Task requirements => Word for word, restate the lines of the material below from its first line through the one containing "Links points to". Omit the rest.

Data for this task =>
=== Begin Enclosure ===

Issue #27800, opened 2019-08-19
RelMon: more useful DQM-GUI link


jan-kaspar:
In pages like:
https://cms-pdmv.cern.ch/ReleaseMonitoring/CMSSW_11_0_0_pre4_2018gcc8_vs_CMSSW_11_0_0_pre4_2018/DataReport/SingleMuon2018C-v1_106X_dataRun2_v17_RelVal_2018C_319450/41f33f54ab.html
I'd like to propose that the "To the DQM GUI" link points GUI page related to the RelMon page. This would be much more useful than the current static link. Thanks in advance!

kpedro88:
assign dqm

jfernan2:
This issue was partially solved in the PR above

jan-kaspar:
Thanks!

PR #27804, opened 2019-08-20
First attempt to fix DQM GUI urls in RelMon

jfernan2:
#### PR description:

This PR tries to fix issue https://github.com/cms-sw/cmssw/issues/27800
Links points to root Everything workspace instead of dedicated folder to simplify

#### PR validation:

Tested locally

No backport

### DIFF
--- a/Utilities/RelMon/python/directories2html.py
+++ b/Utilities/RelMon/python/directories2html.py
@@ -258,7 +258,7 @@ def get_summary_section(directory,matrix_page=True):
   html= '<div class="span-6">'+\
         '<h3>Summary</h3>'
   html+=get_dir_stats(directory)
-  html+='<a href="%s/%s">To the DQM GUI...</a>' %(server,base_url)
+  html+='<a href="%s/%s/start?runnr=%s;dataset=/%s/%s/DQMIO;sampletype=offline_data;filter=all;referencepos=on-side;referenceshow=all;referencenorm=True;referenceobj1=other:%s:/%s/%s/DQMIO:;referenceobj2=none;referenceobj3=none;referenceobj4=none;search=;striptype=object;stripruns=;stripaxis=run;stripomit=none;workspace=Everything;size=M;focus=;zoom=no;">To the DQM GUI...</a>' %(server,base_url,meta.run1,meta.sample1,meta.release1,meta.run2,meta.sample2,meta.release2)
   html+='</div>'
         
   html+='<div class="span-7 colborder">'+\
--- a/Utilities/RelMon/python/web/templates/directory_summary.html
+++ b/Utilities/RelMon/python/web/templates/directory_summary.html
@@ -22,7 +22,7 @@
             <li><span class="caps">Null: {{ null }}% ({{ nulls }})</span></li>
             <li><span class="caps">Fail: {{ fail }}% ({{ fails }})</span></li>
         </ul>
-        <a href="http://cmsweb.cern.ch/dqm/relval">To the DQM GUI...</a>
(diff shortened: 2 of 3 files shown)


jfernan2:
please test

perrotta:
I wonder why   "Utilities/RelMon" is in the "reconstruction" category instead of "dqm": just a mistake or is there any reason behind?

slava77:
@smuzaffar @mrodozov 
this should technically be tested with the cms-bot
What is the right command to test with the bot using the updated relmon?

mrodozov:
@slava77 testing the python files could be generalize up to "if they compile" (and they does in this case) but for the "what they produce when run" I think a unit test will be required (if there is none, I don't know). Assuming there is no test the proper way to test it would be to ask @jfernan2 what was used to local test it, add it as a unit test and rerun. Apart from that, the python part just ... compiles. If it didn't the scram command would've failed.

jfernan2:
@mrodozov  in my test I just made sure that the piece of python code I am modifying/introducing was working locally (with a print) as expected, producing the desired string for the url link. Not a real unit test.
Nevertheless, the code as it is now before this PR, it is just putting a plain link to the DQM RelVal GUI, which nobody is using since the actual ROOT files compared by RelMon are not loaded

perrotta:
@jfernan2 : I think that this code, and the whole "Utilities/RelMon" package, should belong to dqm rather than reconstruction. If you agree with it, I could just switch "Utilities/RelMon" to dqm in the categories map. Or alternatively, we can can at least share it if you think there are reasons for having it in reco that I am not aware of.
In the meanwhile, I'd just assign this PR to you

perrotta:
assign dqm

slava77:
> @slava77 testing the python files could be generalize up to "if they compile" (and they does in this case) but for the "what they produce when run" I think a unit test will be required (if there is none, I don't know). Assuming there is no test the proper way to test it would be to ask @jfernan2 what was used to local test it, add it as a unit test and rerun. Apart from that, the python part just ... compiles. If it didn't the scram command would've failed.

Just to be sure, what I meant is that the code updated here is used by cms-bot in the run-pr-comparisons jobs
https://github.com/cms-sw/cms-bot/blob/ae1038f46919118a51636f6aeca3aff7dc6869f4/run-pr-comparisons#L71
My question was if there is a way to run the cms-bot comparisons on top of the build using this PR.

jfernan2:
@perrotta fine by us (DQM). I do not know why it is under reco umbrella (historical reasons?), I just learnt it was this way when creating this PR

mrodozov:
> Not a real unit test

it's not exactly a unit test to test a "unit" but that's not unusual to test pieces like this when required. Example is this:
https://github.com/cms-sw/cmssw/tree/master/PhysicsTools/PythonAnalysis/test
which is full of scripts that are testing something. And we refer to it as "unit test" although they are not exactly unit tests

perrotta:
Thak you @jfernan2 : cms-bot PR https://github.com/cms-sw/cms-bot/pull/1190 makes the switch

perrotta:
+1
- (reco pass-through)

jfernan2:
I am sorry @mrodozov but I am not able to create a test file like you propose which mimics the RelMon environment. 
@slava77 in the run-pr-comparison jobs by cms-bot, RelMon is running standalone so that DQM root files are not uploaded to any DQM GUI, except by the bin-by-bin comparison tool which actually uploads them to the development GUI for a real comparison

jfernan2:
+1
This PR is not breaking any RelMon functionality at all: it just replaces a general link to the DQM RelVal GUI by a dedicated url with the files involved in the comparison. In the worst case scenario, non-existing root files in GUI like RelMon standalone tests or malformed url, the link will still work pointing to the RelVal GUI as it was previously

kpedro88:
+1

fabiocos:
@jfernan2 @perrotta @slava77 we already discussed this point in the recent past, as far as I know RelMon is historically under the reconstruction umbrella because it was originally developed by @dpiparo working with @VinInn to monitor and study workflows and in particular RECO performances. But strictly speaking is more a DQM tool than a RECO one IMO

PR #27811, opened 2019-08-20
Fix gcc 9 warnings DQM/DTMonitorClient - Add fallthroughs to clear the warnings

mrodozov:
#### PR description:

Fixes warnings in gcc9 
Substitutes switch statements with less than 5 cases with if conditions

#### PR validation:

Builds without warnings

### DIFF
--- a/DQM/DTMonitorClient/src/DTLocalTriggerLutTest.cc
+++ b/DQM/DTMonitorClient/src/DTLocalTriggerLutTest.cc
@@ -271,19 +271,17 @@ void DTLocalTriggerLutTest::runClientDiagnostic(DQMStore::IBooker& ibooker, DQMS
           int phiNoData = 0;
           int phibNoData = 0;
           for (int stat = 1; stat <= 4; ++stat) {
-            switch (static_cast<int>(phiWhSummary->GetBinContent(sect, stat))) {
-              case 1:
-                phiNoData++;
-              case 2:
-              case 3:
-                phiErr++;
+            int res = static_cast<int>(phiWhSummary->GetBinContent(sect, stat));
+            if (res == 1) {
+              phiNoData++;
+            } else if (res == 3) {
+              phiErr++;
             }
-            switch (static_cast<int>(phibWhSummary->GetBinContent(sect, stat))) {
-              case 1:
-                phibNoData++;
-              case 2:
-              case 3:
-                phibErr++;
+            res = static_cast<int>(phibWhSummary->GetBinContent(sect, stat));
+            if (res == 1) {
+              phibNoData++;
+            } else if (res == 3) {
+              phibErr++;
             }
           }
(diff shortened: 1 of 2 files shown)


mrodozov:
please test

jfernan2:
+1

makortel:
So the earlier fallthrough was a bug?

mrodozov:
It wasn't de facto, if you see the logic of it there is no way both conditions in any of the switch statements to be matching at the same time. It would've become buggy if I have added a break statements, certainly. The idea of it was to iterate without breaking so all possibilities can be checked

DQM/DTMonitorClient/src/DTLocalTriggerLutTest.cc
```diff
@@ -271,19 +271,17 @@ void DTLocalTriggerLutTest::runClientDiagnostic(DQMStore::IBooker& ibooker, DQMS
...
-                phiNoData++;
-              case 2:
-              case 3:
-                phiErr++;
+            int res = static_cast<int>(phiWhSummary->GetBinContent(sect, stat));
+            if (res == 1) {
+              phiNoData++;
+            } else if (res == 3) {
+              phiErr++;
             }
```
makortel: @mrodozov 
Umm, but isn't replacing the switch with if-else essentially equivalent to adding breaks? I mean, if `res` is
* 1: earlier the coded did `phiNoData++; phiErr++;`, and now only `phiNoData++;`
* 2: earlier `phiErr++;`, now nothing
* 3: earlier and now `phiErr++;`

(and no, I don't know which behavior is the correct one, if either)

mrodozov: Hm, never written switch statements without breaks before, I was assuming it wouldn't go into a case "condition" if it doesn't match but it will. So now I don't know if that code was intentionally left without breaks, adding breaks will lead to the if else condition in the update indeed, better ask the authors again.

mrodozov:
assign dqm
again :) would you please clarify on this

VinInn:
can we stop messing with perfectly valid C++ syntax (switch passthrough)
There is no alternative and to me it is perfectly readable and understandable what is happening there.
The fact that google programmers are not able to master it does not mean that we shall not use it....

please allow passthrough in switch

v.

jfernan2:
-1
I checked with authors and indeed the passthrough was intended

Dr15Jones:
@VinInn see https://github.com/cms-sw/cmssw/pull/27799#issuecomment-523053774

davidlange6:
google programmers?

mrodozov:
note that I'm not removing the unused cases because I'm not assuming anymore whats to remain or be removed.

mrodozov:
please test

jfernan2:
+1

PR #27821, opened 2019-08-22
Remove dead assignments in a few sparse reco packages

perrotta:
#### PR description:

Get rid of a few dead assignments and initialization in several sparse reco packages.
Issues were reported by the static analyzer

The obsolete PFPhotonClusters class (which was the target of one of those static analyzer reported issues) is also removed.

#### PR validation:

It builds and the short matrix passes

No changes are expected in outputs whatsoever. The only real bug fix (which was pointed out by the dead assignment report) is in EcalTBWeightUncalibRecHitProducer.cc: if I'm not wrong. that code is not in use since a while already (@argiro)


perrotta:
please test

RecoParticleFlow/PFClusterTools/src/PFPhotonClusters.cc
```diff
@@ -157,11 +157,9 @@ void PFPhotonClusters::FillClusterShape() {
...
         continue;
 
-      //if(std::abs(dphi)<=2 && std::abs(deta)<=2){
       EBDetId EBidSeed = EBDetId(idseed_.rawId());
       EBDetId EBid = EBDetId(id.rawId());
-      int ind1 = EBidSeed.ieta() - EBid.ieta();
-      int ind2 = EBidSeed.iphi() - EBid.iphi();
+      int ind1;
       if (EBidSeed.ieta() * EBid.ieta() > 0) {
         ind1 = EBid.ieta() - EBidSeed.ieta();
```
perrotta: Sometime these warnings raised by the static analyzer are able to pinpoints small mistakes in the code.
In this case, I have the impression that here it should be
```C++
        ind1 = EBidSeed.ieta() - EBid.ieta();
```
and not its opposite.

Of course, if the exact distribution of energy inside the ```e5x5_``` matrix is not needed, this doesn't matter. But if that shape is needed anywhere, this could be a bug.

@Sam-Harper , could you please have a glance and tell me?

perrotta:
@namapane @fcavallo @battibass FYI

RecoParticleFlow/PFClusterTools/src/PFPhotonClusters.cc
Sam-Harper: likely yes. However this is dead code. Can we delete this class?  How best, you make this PR and then I submit the deletion on top of it?

Best,
Sam

perrotta: Thank you @Sam-Harper : cleaning is always welcome!
I can even do it since now here, if you agree, and then after this PR is merged you can check whether there are other obsolete classes that can also get cleaned. I see that the header of this class has to be removed also from RecoParticleFlow/PFProducer/src/PFEGammaAlgo.cc (where it does nothing, and therefore it can be safely removed)

Sam-Harper: >I can even do it since now here, if you agree,

even better, more than happy for you to go ahead and remove. 

> and then after this PR is merged you can check whether there are other obsolete classes that can also get cleaned. 

There almost certainly are. And while I really really want to do this, I'm currently forbidden from contributing to e/gamma code  until I finish writing my sections of the e/gamma paper. Have to eat my vegetables before I can have desert.

perrotta:
please test

perrotta:
@ptcox FYI just in case (but the updates in RecoLocalMuon/CSCRecHitD/src/CSCRecHitDBuilder.cc are rather straightforward)

perrotta:
+1
- Fixes for issues pinpointed by the static analyzer are all rather straightforward and innocuous, and I'd merge them even without waiting for an explicit confirmation from the responsible of local reco in CSC (@ptcox)  and DT (@namapane @fcavallo @battibass)
- Thanks from the feedback received from EGamma, the obsolete PFPhotonClusters class is removed as not used/needed, thus avoiding fixing it
- I have the impression that also the ```EcalTBWeightUncalibRecHitProducer``` could also be removed, but without having an official endorsement from the ECal contact (@argiro) I'd rather limit myself to simply fixing the issue as proposed in this PR
- Jekins tests pass and show no differences, as expected

fabiocos:
+1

=== End Enclosure ===

Result of the exercise =>
Issue #27800, opened 2019-08-19
RelMon: more useful DQM-GUI link


jan-kaspar:
In pages like:
https://cms-pdmv.cern.ch/ReleaseMonitoring/CMSSW_11_0_0_pre4_2018gcc8_vs_CMSSW_11_0_0_pre4_2018/DataReport/SingleMuon2018C-v1_106X_dataRun2_v17_RelVal_2018C_319450/41f33f54ab.html
I'd like to propose that the "To the DQM GUI" link points GUI page related to the RelMon page. This would be much more useful than the current static link. Thanks in advance!

kpedro88:
assign dqm

jfernan2:
This issue was partially solved in the PR above

jan-kaspar:
Thanks!

PR #27804, opened 2019-08-20
First attempt to fix DQM GUI urls in RelMon

jfernan2:
#### PR description:

This PR tries to fix issue https://github.com/cms-sw/cmssw/issues/27800
Links points to root Everything workspace instead of dedicated folder to simplify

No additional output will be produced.